Task instructions: Search the listing below for the word "APIDefinitionInput" and copy each line that holds it.

Stored data:
<<<<

PR #1743, opened 2021-02-24
Ord Aggregator implementation

nyordanoff:
**Description**
This PR introduces the `ORD Aggregator` component. It will aggregate the information served by all `ORD Providers` according to the ORD aggregation rules and re-expose it through the `ORD service`.

**Changes proposed in this pull request:**
- implementation of the aggregator
- unit tests

**Pull Request status**

- [x] Implementation
- [x] Unit tests
- [ ] Integration tests


components/director/internal/open_resource_discovery/service.go
```diff
@@ -0,0 +1,529 @@
...
+	}); found {
+		packageID = &packagesFromDB[i].ID
+	}
+
+	specs := make([]*model.SpecInput, 0, len(api.ResourceDefinitions))
+	for _, resourceDef := range api.ResourceDefinitions {
+		specs = append(specs, resourceDef.ToSpec())
+	}
+
+	if !found {
```
pankrator, line 415: Perhaps rename the variable `found` to something else like `isAPIFound` because currently it is a bit puzzling what `found` is referring to as it is referring to found on line 391

pankrator (changes requested):
Review is done only on the Go style and without the tests. I will do another one after I understand better the spec.

components/director/cmd/ordaggregator/main.go
```diff
@@ -0,0 +1,154 @@
...
+	productSvc := product.NewService(productRepo)
+	vendorSvc := ordvendor.NewService(vendorRepo)
+	tombstoneSvc := tombstone.NewService(tombstoneRepo)
+
+	ordClient := open_resource_discovery.NewClient(httpClient)
+
+	return open_resource_discovery.NewAggregatorService(transact, appSvc, webhookSvc, bundleSvc, apiSvc, eventAPISvc, specSvc, packageSvc, productSvc, vendorSvc, tombstoneSvc, ordClient)
+}
+
+func createAndRunConfigProvider(ctx context.Context, cfg config) *configprovider.Provider {
```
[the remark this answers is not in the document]
nyordanoff: It is indeed the same, but if exported in the director, the function can not be imported in the aggregator as the package in the director is `main`. So, a new package should be created where the function is moved and then imported to the two places but is it worth the effort for a single function?

components/director/internal/open_resource_discovery/client.go
```diff
@@ -0,0 +1,100 @@
...
+			return nil, errors.Wrapf(err, "error fetching ORD document from: %s", url+config.URL)
+		}
+		doc.SystemInstanceAware = config.SystemInstanceAware
+		docs = append(docs, doc)
+	}
+
+	return docs, nil
+}
+
+func (c *client) fetchOpenDiscoveryDocumentWithAccessStrategy(ctx context.Context, documentURL string, accessStrategy AccessStrategyType) (*Document, error) {
```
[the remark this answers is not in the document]
nyordanoff: Currently we only support `open` accessStrategy which means no auth. The whole `accessStrategy` flow will be implemented in the future so we decided to leave it there as a reminder.

There's no issue removing it but it will be once again added when the flow is being implemented. Do you think it's worth it?

components/director/internal/domain/api/service.go
```diff
@@ -100,21 +110,28 @@ func (s *service) GetForBundle(ctx context.Context, id string, bundleID string)
 	return apiDefinition, nil
 }
 
-func (s *service) CreateInBundle(ctx context.Context, bundleID string, in model.APIDefinitionInput, spec *model.SpecInput) (string, error) {
+func (s *service) CreateInBundle(ctx context.Context, appId, bundleID string, in model.APIDefinitionInput, spec *model.SpecInput) (string, error) {
+	return s.Create(ctx, appId, &bundleID, nil, in, []*model.SpecInput{spec})
```
pankrator, line 114: In which cases can the packageID be empty?

DimitarPetrov: When the API is created through the GraphQL api

components/director/internal/model/api.go
```diff
@@ -43,32 +48,87 @@ func (_ *APIDefinition) GetType() resource.Type {
...
-	LineOfBusiness      json.RawMessage
-	Industry            json.RawMessage
-	Version             *VersionInput
+	OrdBundleID         *string         `json:"partOfConsumptionBundle"`
+	OrdPackageID        *string         `json:"partOfPackage"`
+	Tenant              string          `json:",omitempty"`
+	Name                string          `json:"title"`
+	Description         *string         `json:"description"`
+	TargetURL           string          `json:"entryPoint"`
+	Group               *string         `json:",omitempty"` //  group allows you to find the same API but in different version
```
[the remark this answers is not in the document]
DimitarPetrov: These properties are relevant for the GraphQL API only and since there is a GraphQL layer that has relevant JSON tags these JSON tags on model entities are only relevant for the ORD scenario.

components/director/internal/open_resource_discovery/client.go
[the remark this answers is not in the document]
pankrator: It can stay here as a reminder

components/director/cmd/ordaggregator/main.go
```diff
@@ -0,0 +1,154 @@
...
+	provider := configprovider.NewProvider(cfg.ConfigurationFile)
+	err := provider.Load()
+	exitOnError(err, "Error on loading configuration file")
+	executor.NewPeriodic(cfg.ConfigurationFileReload, func(ctx context.Context) {
+		if err := provider.Load(); err != nil {
+			exitOnError(err, "Error from Reloader watch")
```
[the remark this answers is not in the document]
nyordanoff: resolved offline

components/director/cmd/ordaggregator/main.go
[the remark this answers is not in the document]
pankrator: sure, it's ok this way

components/director/internal/domain/bundle/service_test.go
```diff
@@ -851,3 +851,81 @@ func TestService_ListByApplicationID(t *testing.T) {
...
+		fixBundleModel(name, desc),
+		fixBundleModel(name, desc),
+	}
+
+	ctx := context.TODO()
+	ctx = tenant.SaveToContext(ctx, tenantID, externalTenantID)
+
+	testCases := []struct {
+		Name               string
+		PageSize           int
```
pankrator, line 873: Probably `PageSize` is a left over as I don't see it used

components/director/internal/domain/eventdef/service_test.go
```diff
@@ -282,35 +284,126 @@ func TestService_ListForBundle(t *testing.T) {
...
+		fixEventDefinitionModel(id, bndlID, name),
+		fixEventDefinitionModel(id, bndlID, name),
+	}
+
+	ctx := context.TODO()
+	ctx = tenant.SaveToContext(ctx, tenantID, externalTenantID)
+
+	testCases := []struct {
+		Name               string
+		PageSize           int
```
pankrator, line 306: Same here for the `PageSize`

components/director/internal/open_resource_discovery/service_test.go
```diff
@@ -0,0 +1,1026 @@
...
+			clientFn: func() *automock.Client {
+				client := &automock.Client{}
+				doc := fixORDDocument()
+				doc.Tombstones[0].OrdID = vendorORDID
+				client.On("FetchOpenResourceDiscoveryDocuments", txtest.CtxWithDBMatcher(), baseURL).Return(open_resource_discovery.Documents{doc}, nil)
+				return client
+			},
+		},
+		{
+			Name:            "Does not resync resources if product resource deletion due to tombstone fails",
```
pankrator, line 891: The naming of the test cases is a bit confusing. If I understand it correctly it should be something like: 
`Does not resync resources if product resource deletion fails due to tombstone`

nyordanoff: The context is that the product resource should be deleted because there is a tombstone resource for it (that's the `due to tombstone` part of the name). And the test case is that the product deletion fails - everything with the tombstone is ok.

You can think of it as something along the lines of: `Does not resync resources if there's a tombstone for a product resource and the product deletion fails`

components/director/internal/domain/bundle/resolver.go
```diff
@@ -235,6 +237,16 @@ func (r *Resolver) DeleteBundle(ctx context.Context, id string) (*graphql.Bundle
 		return nil, err
 	}
 
+	err = r.apiSvc.DeleteAllByBundleID(ctx, id)
```
pankrator, line 240: Just an idea - shouldn't this be part of the bundle service and not the resolver? My idea behind this is that the business logic (service) should contain the deletion of relative resources.
Not sure if this was already discussed.

pankrator: As discussed this is accepted by design

pankrator (approved):

PR #1741, opened 2021-02-22
Move OTT to Director

ataleksandrov:
**Description**

Changes proposed in this pull request:
- Introduce internal graphQL API to issue tokens for CSR in Director
- Move OTT validation hydrator to Director
- Save OTT in `system_auths`

**Pull Request status**

- [x] Implementation
- [x] Unit tests
- [x] Integration tests
- [x] `chart/compass/values.yaml` is updated

PR #1744, opened 2021-03-02
Fix operations policy

desislavaa:
**Problem Description**
The current `NetworkPolicy` configuration denies access to all ports available on director, besides the internal one. The internal one is accessible only from the controller (which is the only intended behaviour in the mentioned case).

**Changes proposed in this pull request**
Use AuthorizationPolicy instead of NetworkPolicy for the internal communication between the operations controller and director.
Pros:
- Easier to implement:
   > Another difference worth mentioning is that NetworkPolicies work in an additive, whitelist model. When a NetworkPolicy selects a specific pod, that pod will reject any connections, except those that are explicitly allowed.
- We'll have some consistency with https://github.com/kyma-incubator/compass/pull/1741
- Since it's managed by Istio, and we have Istio in the minimal installation used by the e2e tests, it will be easier to catch issues caused by the policy. The `NetworkPolicy` is managed by Calico, which is not part of the minimal installation.

References regarding AuthorizationPolicy vs NetworkPolicy:
- https://istio.io/latest/blog/2017/0.1-using-network-policy/ (quite old)
- https://banzaicloud.com/blog/istio-authorization-policies/


chart/compass/values.yaml
```diff
@@ -216,6 +217,9 @@ global:
         - "x-vcap-request-id"
         - "x-broker-api-request-identity"
 
+  ingress:
```
desislavaa, line 220: fixes `helm template` execution

ataleksandrov (dismissed):

PetarTodorovv (dismissed):

ataleksandrov (approved):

>>>>

Solution to this exercise:
-func (s *service) CreateInBundle(ctx context.Context, bundleID string, in model.APIDefinitionInput, spec *model.SpecInput) (string, error) {
+func (s *service) CreateInBundle(ctx context.Context, appId, bundleID string, in model.APIDefinitionInput, spec *model.SpecInput) (string, error) {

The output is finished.